Eisenstadt and others called on the state to fund clean energy projects rather than keeping gas plants going.
“We must invest in demand-side solutions and drive local clean energy buildout in environmental justice communities to improve air quality and ensure grid reliability,” said Teresa Cheng, senior campaign representative with the Sierra Club.
And Eisenstadt said the dense snowpack from California’s unusually wet winter — with its expected boost to hydropower this summer — gives the state a window of opportunity to move away from gas power plants to greener forms of energy.
Some older gas plants that were slated for closure now may be kept in service as part of the Strategic Reliability Reserve that the state developed last year as part of Assembly Bill 205.

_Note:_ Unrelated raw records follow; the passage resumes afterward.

PR #3974, opened 2024-06-03
fix: cleanup Toggle event handling

ndom91:
Small bug I ran into while familiarizing myself with the app

- Refactor `<Toggle />` to just handle click instead of custom `change` events. 

## Before
- Toggling when clicking on the section (as opposed to the little toggle in the top right) would execute the callback twice because it had both an `on:click` handler and was the `<label />` for the `<input type="checkbox" />`

https://github.com/gitbutlerapp/gitbutler/assets/7415984/b755ea15-08fb-4875-a14a-244370cc6945

## After

- Toggling when clicking on the section (as opposed to the little toggle in the top right) only toggles the state once now
- Also the `AnonMetrics` section `on:click` handler was calling the wrong fn

### DIFF
--- a/app/src/lib/components/AnalyticsSettings.svelte
+++ b/app/src/lib/components/AnalyticsSettings.svelte
@@ -12,16 +12,19 @@
 	const metricsEnabled = appMetricsEnabled();
 	const nonAnonMetricsEnabled = appNonAnonMetricsEnabled();
 
-	function toggleErrorReporting() {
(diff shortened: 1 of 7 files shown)


mtsgrd:
Just to check, given pr description it felt like you intended to keep the ability to click on the card to toggle, but it looks from the code that you want to make it so you have to click the toggle component?

ndom91:
@mtsgrd yeah so the card toggle still works because its the `label` for those `inputs`. The bug was because it was both the `label` and had an additional event handler on it.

For example, AES Corp. announced in April that it signed agreements with the California Department of Water Resources to extend operations of once-through cooling units at its Huntington Beach and Alamitos gas plants through 2026. The units had been scheduled to stop operating in December 2023.

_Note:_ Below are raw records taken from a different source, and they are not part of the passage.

PR #3978, opened 2024-06-03
support setting signCommits git config

krlvi:


crates/gitbutler-core/src/config/git.rs
```diff
@@ -0,0 +1,35 @@
...
+        let repo = git2::Repository::open(&self.path)?;
+        let config = repo.config()?;
+        match config.open_level(ConfigLevel::Local) {
+            Ok(mut local) => local.set_bool(key, val).map_err(Into::into),
+            Err(err) => Err(err.into()),
+        }
+    }
+
+    fn get_bool(&self, key: &str) -> Result<Option<bool>> {
+        let repo = git2::Repository::open(&self.path)?;
```
Byron, line 25: I think for reading and probably writing configuration in this ad-hoc manner (i.e. open a repo, then do something small), we'd want to use `gix::Repository` wherever we can.
And for configuration, I think we should as it's much faster in opening repositories.
~~I will submit a patch showing how this is done shortly.~~ The patch [is here](https://github.com/gitbutlerapp/gitbutler/pull/3985).

Byron (commented):
Unfortunately writing configuration files back through a convenient API isn't supported yet, but I put it as TODO (also on my tracking issue for features GB needs).

PR #3988, opened 2024-06-04
fix: minor showError refactor

ndom91:
- Updated usage of vanilla `svelte-french-toast` to our own `toasts.ts` ephemeral toasts so they animate in from the bottom, etc.
- All other refactorings basically required more and more changes, so we decided to cut those back and to just ship the minimal fix for now and potentially revisit refactoring the Toasts at a later date


mtsgrd:
lgtm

Units at Huntington Beach and Alamitos made it onto a list in the Regenerate California report of the top 15 gas plants ranked by megawatt-hours of curtailment during the heat wave.

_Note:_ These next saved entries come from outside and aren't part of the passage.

Issue #2590, opened 2024-02-12
Type to search/filter target branch selector


abjorck:
When opening a git project with hundreds or branches it is tedious to find the right "target" by scrolling

inickt:
Was about to open a request for this too– thanks to #2923 basically being done in #3677, unfortunately now I have 837 across the remotes I have set up for one of my repos 😅

krlvi:
Hello, thanks to @estib-vega, this should be now fixed. Would you mind trying it out with the latest release (0.12.4)?

inickt:
@krlvi This is great! Definitely a nice QOL improvement. Seems to be 1 tiny UI bug where if you select the remote with your mouse, it doesn't update the UI. Functionally it seems to work though.

https://github.com/gitbutlerapp/gitbutler/assets/4574041/0f15ea98-be81-4940-bb53-7468b59ec0f7

Also might be nice if the cursor shows up when typing (or always reset the filter) but that is such a minor nit. It looks if you have previously typed to filter (and select), and then you type again, it will append, but otherwise it will erase the filter completely (what I would expect to happen every time).

estib-vega:
Dang, nice catch! I think this should fix that: https://github.com/gitbutlerapp/gitbutler/pull/4102

It will reset always as a default

marktoman:
A major bug: If you uncheck something that filters out all branches, it makes the filter button disappear, making it impossible to revert the filter.
![Screenshot 2024-06-18 at 6 42 31](https://github.com/gitbutlerapp/gitbutler/assets/47689923/de01918c-233f-472d-a7e8-58ff5fd275c4)

Byron:
Great catch, I can confirm that.

What's worse is that it survives reloads!

https://github.com/gitbutlerapp/gitbutler/assets/63622/583beb0a-a4f7-470d-95cc-e7b58535c6dd

estib-vega:
Hey @marktoman 👋
That's a big one indeed, nice catch! But I think that bug is unrelated to this issue.

This other PR should fix that, though: https://github.com/gitbutlerapp/gitbutler/pull/4103

Byron:
That's true, putting the feedback label back, as this issue is talking about the target branch selector.

Caleb-T-Owens:
<img width="635" alt="Screenshot 2024-08-15 at 15 00 44" src="https://github.com/user-attachments/assets/e401b642-ba1b-441b-8875-bcf8686e4ae0">

[...]

PR #3992, opened 2024-06-04
Select input improvements: Arrow navigation & text filtering

estib-vega:
Related to #2590

This adds type-to-filter and up-down-arrow navigation to the Select component. 
This should enable easy & fast switching between remote branches 😊

This is how it looks when using it on my local fork of gitbutler.
Once the dropdown is open, one can navigate up and down the options and click enter to select.
Added to that, one can type text (shown in the Select component's text field) and the list will be filtered based on whether or not the typed context is included in the label displayed.

select-optimization

### Style
The way this shows what option is being 'highlighted' when navigating with the arrows, if by changing the background to
```
background-color: var(--clr-bg-3);
```

I'm not sure this is consistent with design guidelines or not. Happy to change that accordingly if not

### DIFF
--- a/app/src/lib/ai/types.ts
+++ b/app/src/lib/ai/types.ts
@@ -39,11 +39,11 @@ export interface AIClient {
 	defaultCommitTemplate: Prompt;
 }
 
-export interface UserPrompt {
+export type UserPrompt = {
 	id: string;
 	name: string;
 	prompt: Prompt;
-}
+};
 
 export interface Prompts {
 	defaultPrompt: Prompt;
--- a/app/src/lib/components/ProjectSwitcher.svelte
+++ b/app/src/lib/components/ProjectSwitcher.svelte
@@ -4,6 +4,7 @@
 	import SelectItem from './SelectItem.svelte';
 	import { ProjectService, Project } from '$lib/backend/projects';
 	import { getContext, maybeGetContext } from '$lib/utils/context';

If the three-year extensions for the 1.4 GW at Huntington Beach and Alamitos are approved, AES will run the units during emergency grid reliability events within the Strategic Reliability Reserve Program, the company said.
“Our Southland legacy units continue to demonstrate that they are ready and able to support the reliability of California’s electric grid,” Andrés Gluski, AES president and CEO, said in a statement at the time.
NERC on Thursday released its 2023 State of Reliability report, which found that the North American bulk power system generally remains highly reliable and resilient.
Transmission system reliability has improved significantly for the fifth consecutive year, but conventional generation — challenged by more frequent extreme weather — saw its highest level of unavailability overall since NERC started gathering generator availability in 2013.
Generation saw its worst “weighted equivalent forced outage rate” last year, Manager of Performance Analysis Donna Pratt said on a conference call with reporters Thursday.
“When we analyze this by fuel type, we also observed increasing outage rates for coal over the five-year period, which correlates to higher numbers of start-ups and maintenance outages,” Pratt said. “And the unavailability of gas-fired generation recently has been consistently higher during the winter months.”
Those are two of the main reasons why generation is “surpassing transmission in contributing to major load-loss events,” she added. No apparent trends are discernable in other forms of generation, the report said.
“Higher overall outage rates for coal and gas generation, as well as some utility-scale solar generation not operating as necessary for reliability, indicate that there is still significant work to be accomplished to accommodate the rapidly changing weather and generation resource mix in conjunction with electrification of the economy in a reliable manner,” said Pratt.
The most significant reliability event of the year was the winter storm in December, also known as “Elliott,” which impacted the eastern U.S. and prompted a joint inquiry from FERC and NERC into what happened. The inquiry is expected to be completed late this year, so NERC’s report did not go into depth on Elliott. (See FERC, NERC Set Probe on Xmas Storm Blackouts.)
But in response to that and other recent cold weather events, NERC issued a Level 3 “essential action alert” this May to tell the industry to increase its winter preparedness. NERC has issued several new standards on winter readiness this year, and others are under development.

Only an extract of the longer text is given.